REQUIREMENT » Your answer should be one number: how many lines below hold the word "concepts".

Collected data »
========
PR #1148, opened 2021-10-15
feat(lib): change the namespace of encoded string, list and number tokens

ansgarm:
To make sure CDK for Terraform tokens don't conflict with AWS CDK
tokens we change the namespace of string, list and number tokens.
For string tokens we use e.g. `${TFToken[1]}` instead of `${Token[1]}`.
Likewise for list tokens (they will become `#{TFToken[1]}`).
For number tokens we change the left part of the bitmask from `0xfbff`
to `0xfdff` (which results in flipping bit 25 instead of bit 26).

This change makes sure that tokens don't get accidentally resolved
when e.g. a CDKTF token gets passed to an AWS CDK construct. However,
it won't achieve full interoperability between the two token systems.

### DIFF
--- a/website/docs/cdktf/concepts/data-sources.html.md
+++ b/website/docs/cdktf/concepts/data-sources.html.md
@@ -57,7 +57,7 @@ export class HelloTerraform extends TerraformStack {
========
FINISHED EXERCISE » 2